Eritrea's Afewerki accuses US of complicity in Ethiopia attackBy ARGAW ASHINE | Tuesday, March 27 2012 at 09:39
Eritrean President Isaias Afewerki has accused the United States of backing a recent military attack in its territory.
In an interview with state television Sunday, President Isaias said the recent military strikes by bitter rival Ethiopia on March 15 was part of a failed US bid to destabilise Eritrea's independence and sabotage its "bright economic prospects."
Eritrea is already under debilitating UN sanctions over its alleged support for militant groups and terrorism in eastern Africa.

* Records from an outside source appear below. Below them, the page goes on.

PR #926, opened 2021-03-29
PyPANDA example cleanup

### LINKED ISSUE #924: PyPANDA 's examples ` osi_syscalls.py`  ` Memory of size 100 does not evenly divide into 8 byte chunks`  ERROR
The virtual_memory_read  memory of size must be aligned.

panda/panda/python/examples/osi_syscalls.py
```python
@panda.ppp("syscalls2", "on_sys_execve_enter")
def on_sys_execve_enter(cpu, pc, fname_ptr, argv_ptr, envp):
    # Log commands and arguments passed to execve unless in kernel
    if panda.in_kernel(cpu):
        return
    try:
        fname = panda.read_str(cpu, fname_ptr)
        argv_ptrlist = panda.virtual_memory_read(cpu, argv_ptr, 100, fmt='ptrlist')  
    except ValueError: return
    argv = []
    for ptr in argv_ptrlist:
        if ptr == 0: break
        try:
            argv.append(panda.read_str(cpu, ptr))
        except ValueError:
            argv.append(f"(error: 0x{ptr:x})")

    print(get_calltree(cpu) + " => " + ' '.join(argv))
```

AndrewFasano:
1) Use panda.queue_blocking over panda.queue_async everywhere (prior
   code was wrong - could have decorated f with @panda.blocking and then
   queued with panda.queue_async(f), not applied @panda.queue_async as a
   decorator to f.
2) Consistently use the variable name `cpu` for the CPUState object
   being returned from python (this object contains env_ptr which could
   then be stored as the variable `env` but prior code was confusing)

Also fixes #924 because that was just a little change in an example.


lacraig2 (approved):
Looks good.

PR #1763, opened 2023-07-27
added task solution with useContext

vlopatko:
[DEMO LINK](https://vlopatko.github.io/react_dynamic-list-of-todos/)

### DIFF
--- a/src/components/TodoList/TodoList.tsx
+++ b/src/components/TodoList/TodoList.tsx
@@ -1,100 +1,44 @@
-import React from 'react';
+/*eslint-disable*/
+import TodoInfo from '../TodoInfo/TodoInfo';
+import { useAppContext } from '../Context/AppContext';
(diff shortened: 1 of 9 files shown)


src/components/TodoList/TodoList.tsx
```diff
@@ -1,100 +1,44 @@
...
-            <i className="fas fa-check" />
-          </span>
-        </th>
-        <th>Title</th>
-        <th> </th>
-      </tr>
-    </thead>
+export const TodoList = () => {
+  const { todos, searchQuery, filterType } = useAppContext();
+  const preparedTodos = [...todos]
```
And678, line 7: Use useMemo here, to avoid extra renders

And678 (approved):
Looks good, nice context usage, one thing improve, and this is done :100:

PR #1771, opened 2023-07-29
add for test

LiliiaDanylenko:
[DEMO LINK](https://LiliiaDanylenko.github.io/react_dynamic-list-of-todos/)

Не розумію, чому не проходять тести...

### DIFF
--- a/src/App.tsx
+++ b/src/App.tsx
@@ -1,14 +1,24 @@
-/* eslint-disable max-len */
-import React from 'react';
+import React, { useState, useEffect } from 'react';
 import 'bulma/css/bulma.css';
 import '@fortawesome/fontawesome-free/css/all.css';
 
 import { TodoList } from './components/TodoList';
 import { TodoFilter } from './components/TodoFilter';
+import { Todo } from './types/Todo';
 import { TodoModal } from './components/TodoModal';
+import { getTodos } from './api';
 import { Loader } from './components/Loader';
 
 export const App: React.FC = () => {
+  const [todos, setTodos] = useState<Todo[]>([]);
+  const [visibleTodos, setVisibleTodos] = useState(todos);
+  const [visibleModal, setVisibleModal] = useState<Todo | null>(null);
+
+  useEffect(() => {
+    getTodos().then(setTodos);
+    getTodos().then(setVisibleTodos);
+  }, []);
+
   return (
     <>
       <div className="section">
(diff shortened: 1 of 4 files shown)


LiliiaDanylenko:
Переробила

src/components/TodoModal/TodoModal.tsx
```diff
@@ -1,12 +1,28 @@
...
+};
+
+export const TodoModal: React.FC<Props> = ({
+  visibleModal, setVisibleModal,
+}) => {
+  const [user, setUser] = useState<User | null>(null);
+
+  useEffect(() => {
+    getUser(visibleModal.userId).then(setUser);
+  }, []);
```
volodymyr-soltys97, line 19: The useEffect hook's dependency array is empty, which means it will only run once after the initial render. However, you are using 'visibleModal.userId' inside the hook, so this should be included in the dependency array. This way the hook will run again whenever 'visibleModal.userId' changes.

src/components/TodoModal/TodoModal.tsx
```diff
@@ -1,12 +1,28 @@
...
+  visibleModal: Todo;
+  setVisibleModal: (todo: Todo | null) => void;
+};
+
+export const TodoModal: React.FC<Props> = ({
+  visibleModal, setVisibleModal,
+}) => {
+  const [user, setUser] = useState<User | null>(null);
+
+  useEffect(() => {
```
volodymyr-soltys97, line 17: You are not handling errors in your asynchronous function. This can lead to uncaught exceptions if the promise rejects. Always handle errors in promises by using a .catch() block or a try/catch statement if inside an async function.

src/App.tsx
```diff
@@ -17,18 +48,35 @@ export const App: React.FC = () => {
...
+                query={query}
+                setQuery={setQuery}
+              />
             </div>
 
             <div className="block">
-              <Loader />
-              <TodoList />
+              {todos.length === 0 ? (
+                <Loader />
```
volodymyr-soltys97, line 61: The length of todos being zero does not necessarily mean data is still loading. It could also mean that there are no todos. A separate loading state is recommended to differentiate these two cases.

src/App.tsx
```diff
@@ -1,14 +1,45 @@
...
+      case Status.COMPLETED:
+        return currentTodos.filter(todo => todo.completed);
+
+      default:
+        return currentTodos;
+    }
+  }, [filter, query, todos]);
+
+  useEffect(() => {
+    getTodos().then(setTodos);
```
volodymyr-soltys97, line 40: You are not handling the error that might occur during the API call. It's a good practice to handle the potential error in a try-catch block or then-catch chain for promise-based functions.

volodymyr-soltys97 (changes requested):
Good job 👍 
But let's make your code perfect

src/App.tsx
```diff
@@ -1,14 +1,51 @@
...
+      default:
+        return currentTodos;
+    }
+  }, [filter, query, todos]);
+
+  useEffect(() => {
+    getTodos()
+      .then(setTodos)
+      .catch(error => {
+        throw new Error(error.message);
```
anastasiiavorobiova, line 44: The catch block is considered for handling errors, not throwing them

src/components/TodoModal/TodoModal.tsx
```diff
@@ -1,12 +1,34 @@
...
+  visibleModal, setVisibleModal,
+}) => {
+  const [user, setUser] = useState<User | null>(null);
+  const [loading, setLoading] = useState(true);
+
+  useEffect(() => {
+    getUser(visibleModal.userId)
+      .then(setUser)
+      .catch(error => {
+        throw new Error(error.message);
```
anastasiiavorobiova, line 22: The catch block is considered for handling errors, not throwing them

anastasiiavorobiova (changes requested):
Great work! Almost done!

PR #1776, opened 2023-08-01
Solution

HannaVasylieva:
https://HannaVasylieva.github.io/react_dynamic-list-of-todos/

### DIFF
--- a/src/App.tsx
+++ b/src/App.tsx
@@ -1,5 +1,5 @@
 /* eslint-disable max-len */
-import React from 'react';
+import React, { useEffect, useMemo, useState } from 'react';
 import 'bulma/css/bulma.css';
 import '@fortawesome/fontawesome-free/css/all.css';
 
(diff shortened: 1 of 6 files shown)


src/App.tsx
```diff
@@ -1,14 +1,70 @@
...
 
 export const App: React.FC = () => {
+  const [todos, setTodos] = useState<Todo[]>([]);
+  const [loading, setLoading] = useState(false);
+  const [selectedTodo, setSelectedTodo] = useState<Todo | null>(null);
+  const [query, setQuery] = useState('');
+  const [filterStatus, setFilterStatus] = useState(FilterType.All);
+
+  useEffect(() => {
+    setLoading(true);
```
VitaliyBodnar, line 22: in this case, you can set isLoading `true` as a default value, because it called only once

VitaliyBodnar (changes requested):
Almost done!

src/App.tsx
```diff
@@ -1,14 +1,68 @@
...
+    getTodos()
+      .then(setTodos)
+      .catch((error) => {
+        throw new Error(error.message);
+      })
+      .finally(() => setLoading(false));
+  }, []);
+
+  const visibleTodos = useMemo(() => {
+    let prepareTodos = [...todos];
```
etojeDenys, line 31: we don't need to create the array copy here

etojeDenys (approved):
lgtm

PR #1779, opened 2023-08-02
solution

myplekan:
[DEMO LINK](https://myplekan.github.io/react_dynamic-list-of-todos/)

### DIFF
--- a/src/App.tsx
+++ b/src/App.tsx
@@ -1,5 +1,5 @@
 /* eslint-disable max-len */
-import React from 'react';
+import React, { useEffect, useMemo, useState } from 'react';
 import 'bulma/css/bulma.css';
 import '@fortawesome/fontawesome-free/css/all.css';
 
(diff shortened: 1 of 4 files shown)


src/App.tsx
```diff
@@ -1,14 +1,51 @@
...
 import { TodoFilter } from './components/TodoFilter';
 import { TodoModal } from './components/TodoModal';
 import { Loader } from './components/Loader';
+import { getTodos } from './api';
+import { Todo } from './types/Todo';
 
 export const App: React.FC = () => {
+  const [todos, setTodos] = useState<Todo[]>([]);
+  const [query, setQuery] = useState('');
+  const [status, setStatus] = useState('all');
```
polosanya, line 16: Better use Enum instead of hardcoded values

src/App.tsx
```diff
@@ -1,14 +1,51 @@
...
+  const [loading, setLoading] = useState(false);
```
polosanya, line 17:
```suggestion
  const [isLoading, setIsLoading] = useState(false);
```
image

polosanya (changes requested):
Good job! Let's improve your code a bit)

volodymyr-soltys97 (approved):

PR #1781, opened 2023-08-04
solution

ShamievDavid:
[DEMO LINK](https://ShamievDavid.github.io/react_dynamic-list-of-todos/)


anastasiia-tilikina (changes requested):
Your app doesn't implement all the requirements for this task.
Please have a look at the task carefully and make sure that you've implemented all requirements before requesting review!

1. Input should have `x` only when the query is entered.
2. when you press the button which opens the modal the icon on the button should change while the modal is open.
3. look at [working version](https://mate-academy.github.io/react_dynamic-list-of-todos/). completed todos have a checkmark in the second column.
4. search should be case-insensitive.
5. make sure that tests are passed.

ShamievDavid:
make sure that tests are passed.

if someone can talk to me about tests. And show me how to resolve issues in it it would be nice. 
because now I cannot understand it. for example:
not passed case with modal window: should closes with close button. 
if you will click on close button on my modal window it will close, so how should i resolve this problem.
thank you.

sTorba24 (approved):
It's good!

PR #1792, opened 2023-08-09
solution

Krivets:


src/App.tsx
```diff
@@ -1,14 +1,64 @@
...
+  const [selectTodoId, setSelectTodoId] = useState<number | null>(null);
+
+  const selectTodos = getFilteredTodos(todos, query, filter);
+  const selectTodo = selectTodos.find(todo => todo.id === selectTodoId);
+
+  useEffect(() => {
+    setIsLoading(true);
+    getTodos()
+      .then(setTodos)
+      .finally(() => setIsLoading(false));
```
maxim2310, line 59: need catch block

src/components/TodoFilter/TodoFilter.tsx
```diff
@@ -16,19 +34,24 @@ export const TodoFilter = () => (
...
-        {/* eslint-disable-next-line jsx-a11y/control-has-associated-label */}
-        <button
-          data-cy="clearSearchButton"
-          type="button"
-          className="delete"
-        />
-      </span>
+      {query && (
+        <span className="icon is-right" style={{ pointerEvents: 'all' }}>
+          {/* eslint-disable-next-line jsx-a11y/control-has-associated-label */}
```
maxim2310, line 46: why do you need it?

maxim2310 (changes requested):
Nice work, but would be better to see demo link)

src/components/TodoFilter/TodoFilter.tsx
Krivets: I need to show this button only if the query is set
image

src/App.tsx
```diff
@@ -1,14 +1,67 @@
...
 export const App: React.FC = () => {
+  const [todos, setTodos] = useState<Todo[]>([]);
+  const [isLoading, setIsLoading] = useState(false);
+
+  const [query, setQuery] = useState<string>('');
+  const [filter, setFilter] = useState<FilterType>(FilterType.ALL);
+  const [selectTodoId, setSelectTodoId] = useState<number | null>(null);
+
+  const selectTodos = getFilteredTodos(todos, query, filter);
+  const selectTodo = selectTodos.find(todo => todo.id === selectTodoId);
```
witflash, line 53: It's better to name `selectedTodo`, `selectedTodoId`, etc

src/App.tsx
```diff
@@ -17,18 +70,35 @@ export const App: React.FC = () => {
...
             </div>
           </div>
         </div>
       </div>
 
-      <TodoModal />
+      {selectTodo && (
+        <TodoModal
+          todo={selectTodo}
+          reset={(todoId: null) => setSelectTodoId(todoId)}
```
witflash, line 99: If you want to reset selected todo do it this way:
```
reset={() => setSelectedTodoId(null)}
```

src/components/TodoModal/TodoModal.tsx
```diff
@@ -15,31 +43,35 @@ export const TodoModal: React.FC = () => {
...
-              Todo #2
+              {`Todo #${id}`}
             </div>
 
             {/* eslint-disable-next-line jsx-a11y/control-has-associated-label */}
             <button
               type="button"
               className="delete"
               data-cy="modal-close"
+              onClick={() => reset(null)}
```
witflash, line 54: and then here you can use this way:
```
onClick={reset}
```

witflash (changes requested):
Great work!
I've just proposed a little improvement.

src/components/TodoModal/TodoModal.tsx
```diff
@@ -15,31 +43,35 @@ export const TodoModal: React.FC = () => {
...
 
               {' by '}
 
-              <a href="mailto:Sincere@april.biz">
-                Leanne Graham
-              </a>
+              {user && (
+                <a href={`mailto:${user.email}`}>
+                  {user.name}
+                </a>
```
Anastasiia-Svintsova, line 73: Don't forget about the destructuring

Anastasiia-Svintsova (approved):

The US said it "categorically rejected" the claims.
President Isaias said his country was being targeted, along with Iran and Venezuela, for its anti-US stance.
"Last week's so-called attack is basically the handwork of the United States administration's plan emanating from frustration," he said.
"We are proud of our progress and no one can stop our march towards prosperity," he added, also blaming the media for being part of the conspiracy against his rule.
"The big media corporations funded by the US Central Intelligence Agency (CIA) were employed to disseminate and fan up last week’s incident," he said.
President Isaias, 66, has been in power since 1993.
"The United States categorically rejects any allegations that it planned, participated in, or supported the attack," the US Embassy in the capital Asmara posted on its website.
Ethiopia struck Ramid, Gelahbe and Gimbi, some 16km inside south-eastern Eritrea, areas it said were being used to train "terrorist" groups to target Addis Ababa.
The Ethiopian government said the training camps were used for "hit-and-run" missions and that it was retaliating over the killing of five western tourists in January near the northern Afar border area.
It vowed to make further military attacks against Eritrean targets.
Mr Isaias said the attack was meant to distract from a simmering border spat with Ethiopia. (Read: Ethiopia's ploy to get the West to move on Eritrea)
He said Eritrea would not retaliate over the "aggression".
The Red Sea nation remains isolated from the international community over claims of destabilising its neighbours, accusations it denies.
In 2009 and 2011, the United Nations slapped Asmara with two rounds of sanctions aimed at deterring its involvement in strife-torn Somalia.